Exercise inputs:
PR #3990, opened 2026-09-16
feat(kms-connector): multi attestation user decrypt

eudelins-zama:
Adapt to tech-spec [update](https://github.com/zama-ai/tech-spec/pull/517).

We changed the API to support multiple attestation type, so integrating non-EVM chains like Solana is easier in the future.


kms-connector/crates/api/src/types.rs
```diff
@@ -48,20 +48,28 @@ sol! {
...
-        /// The user's EIP-712 signature.
-        bytes signature;
         bytes extraData;
     }
+
+    /// `POST v1/user-decrypt` request body: the user's signature over the protocol inputs of a
+    /// user decryption, tagged with the scheme it was produced with.
+    #[derive(Debug, PartialEq, Serialize, Deserialize)]
+    #[serde(deny_unknown_fields)]
+    struct UserDecryptionRequest {
```
Eikix, line 67: [AUTOMATED] Crate header still says v1 shapes do not change; this wrap is an in-place v1 change.

kms-connector/crates/endpoint/src/core/validation.rs
```diff
@@ -32,6 +34,25 @@ pub enum ValidationError {
...
+
+fn supported_attestation_types() -> String {
+    AttestationType::supported().collect::<Vec<_>>().join(", ")
+}
+
+impl ValidationError {
+    /// The error code this failure is answered with.
+    pub fn code(&self) -> ErrorCode {
+        match self {
+            Self::UnsupportedAttestationType(_) => ErrorCode::UnsupportedAttestationType,
```
Eikix: [AUTOMATED] Module doc still says every failure is `malformed`.

kms-connector/crates/api/src/types.rs
eudelins-zama: Yep, that is an exception as we're not in prod yet

kms-connector/crates/endpoint/src/core/validation.rs
eudelins-zama: `UnsupportedAttestationType` maps to `400 malformed` as stated in the module doc, in terms of HTTP return code, so I think it's still accurate

eudelins-zama: Would need to be `400 Bad Request` if we want to be precise, not malformed indeed

eudelins-zama: Fixed

kms-connector/crates/api/src/types.rs
```diff
@@ -48,20 +48,28 @@ sol! {
...
+        string attestationType;
+        UserDecryptionPayload payload;
+        /// The user's signature, in the scheme named by `attestationType`.
+        bytes signature;
```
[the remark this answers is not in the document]
eudelins-zama: Yep, that is an exception as we're not in prod yet

kms-connector/crates/api/src/attestation.rs
```diff
@@ -0,0 +1,19 @@
+//! The `attestationType` discriminant of `v1/user-decrypt`.
+
+use strum::{Display, EnumIter, EnumString, IntoEnumIterator, IntoStaticStr};
+
+/// The signature schemes a `v1/user-decrypt` `signature` can be produced with.
+#[derive(Clone, Copy, Debug, PartialEq, Eq, Display, EnumString, EnumIter, IntoStaticStr)]
+pub enum AttestationType {
+    /// Unified EIP-712 user decryption per RFC 016: the signature is the user's EIP-712 (or
+    /// ERC-1271) signature over the `payload`.
```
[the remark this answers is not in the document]
eudelins-zama: Fixed b101aa60a4361541961589bce0c0a6045569dcd1

test-suite/e2e/test/sdk/connector/connectorHttp.ts
```diff
@@ -49,16 +49,22 @@ export interface RequestValidity {
   durationSeconds: number;
 }
 
-export interface UserDecryptionRequest {
+/** The RFC 016 fields the user signs over. */
```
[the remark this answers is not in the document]
eudelins-zama: Fixed b101aa60a4361541961589bce0c0a6045569dcd1

kms-connector/crates/api/src/types.rs
```diff
@@ -48,20 +48,28 @@ sol! {
         uint64 durationSeconds;
     }
 
-    /// `POST v1/user-decrypt` request body: the protocol inputs of a user decryption
-    /// (unified shape per RFC 016).
+    /// The protocol inputs of a user decryption, i.e. the `payload` of a [`UserDecryptionRequest`].
     #[derive(Debug, PartialEq, Serialize, Deserialize)]
     #[serde(deny_unknown_fields)]
-    struct UserDecryptionRequest {
+    struct UserDecryptionPayload {
```
jot2re, line 54: I know it is not part of the RFC and would complicate compatibility but should the request `AttestationType` be part of the authenticated payload to prevent any potential future downgrade attacks?

test-suite/e2e/test/sdk/connector/connectorHttp.ts
```diff
@@ -49,16 +49,22 @@ export interface RequestValidity {
   durationSeconds: number;
 }
 
-export interface UserDecryptionRequest {
+/** The RFC 016 protocol inputs. All fields except `handles` are signed over. */
+export interface UserDecryptionPayload {
```
jot2re, line 57: Since `handles` are not signed should it be part of the outer type and not the payload type?

kms-connector/crates/endpoint/src/core/http/user_decrypt.rs
```diff
@@ -29,7 +29,7 @@ pub async fn user_decrypt(
 ) -> Result<HttpResponse, ErrorResponse> {
     let request = body.into_inner();
     validate_user_decryption(&request, &state.config)
-        .map_err(|e| ErrorResponse::new(ErrorCode::Malformed, e.to_string(), None))?;
+        .map_err(|e| ErrorResponse::new(e.code(), e.to_string(), None))?;
```
jot2re, line 32: Small nitpick from Claude: the public decryption still hardcodes `Malformed` error instead of deriving it from the validation result.

kms-connector/crates/endpoint/src/core/validation.rs
```diff
@@ -46,15 +74,22 @@ pub fn validate_user_decryption(
     request: &UserDecryptionRequest,
     config: &Config,
 ) -> Result<(), ValidationError> {
-    validate_handles(request.handles.iter().map(|h| &h.handle), config)?;
-    if request.allowedContracts.len() > config.max_allowed_contracts {
+    let _attestation_type = request
+        .attestationType
+        .parse::<AttestationType>()
+        .map_err(|_| {
+            ValidationError::UnsupportedAttestationType(request.attestationType.clone())
```
jot2re: Claude mentioned that this might be an issue in case of malicious calls since we now clone the whole content, so this would make a DOS by out-of-memory easier

jot2re (commented):
Overall looks good to me. Just some minor comments and a one that is a bit bigger, but probably something we don't want to change at this point.

test-suite/e2e/test/sdk/connector/connectorHttp.ts
eudelins-zama: I don't think so.
There is a tricky nuance, because `decryption_id` is computed over the entire `UserDecryptionPayload`, so we must keep handles there.
For signature, this is dictated by [Decryption.sol](https://github.com/zama-ai/fhevm/blob/main/gateway-contracts/contracts/Decryption.sol#L50-L69) (not in our scope) and handles are excluded from this `UserDecryptRequestVerification`.
The comment "All fields except `handles` are signed over." was not there in the first place and was flagged by Copilot as inaccurate (which is true indeed), thus why it was added.
But I understand it can add such confusion...

kms-connector/crates/api/src/types.rs
eudelins-zama: - for the `decryption_id` computation, this is done over the entire `UserDecryptionRequest`, so already used
- for the `UserDecryptRequestVerification` signature this is not doable without breaking existing `relayer-sdk` and Gateway Decryption verification
  - this should not be that bad as long as we don't mess up when introducing new schemes (attacks would require the new scheme use the same EIP-712 struct and domain with weaker kms-connector checks AFAIU)

kms-connector/crates/endpoint/src/core/http/user_decrypt.rs
eudelins-zama: Fixed 338399b22a0871afa39dcbc3aeefa96ac3c852e5

kms-connector/crates/endpoint/src/core/validation.rs
eudelins-zama: Fixed 338399b22a0871afa39dcbc3aeefa96ac3c852e5

We no longer embed the `attestationType` in the response sent to the client.
The client should know what it has sent.

kms-connector/crates/api/src/types.rs
jot2re: Yeah, I know it is not simple to update. I just wanted to mention it for completeness. I agree it is not a show-stopper

test-suite/e2e/test/sdk/connector/connectorHttp.ts
jot2re: Can you add a clarifying comment at the struct definition what is signed and what is used for deriving the `decryption_id`? I think that would be helpful :)

jot2re (dismissed):
LGTM! Maybe just add the an extra comment to the `UserDecryptionPayload` struct like discussed in-line

test-suite/e2e/test/sdk/connector/connectorHttp.ts
eudelins-zama: Done 5c53f49e8a5cd3252d52ab6afdd1d2dd95316171 !

jot2re (approved):
LGTM!

eudelins-zama:
@mergifyio queue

Exercise details: The job is to copy each line from the material above that holds the word "Display".

Response area:
+use strum::{Display, EnumIter, EnumString, IntoEnumIterator, IntoStaticStr};
+#[derive(Clone, Copy, Debug, PartialEq, Eq, Display, EnumString, EnumIter, IntoStaticStr)]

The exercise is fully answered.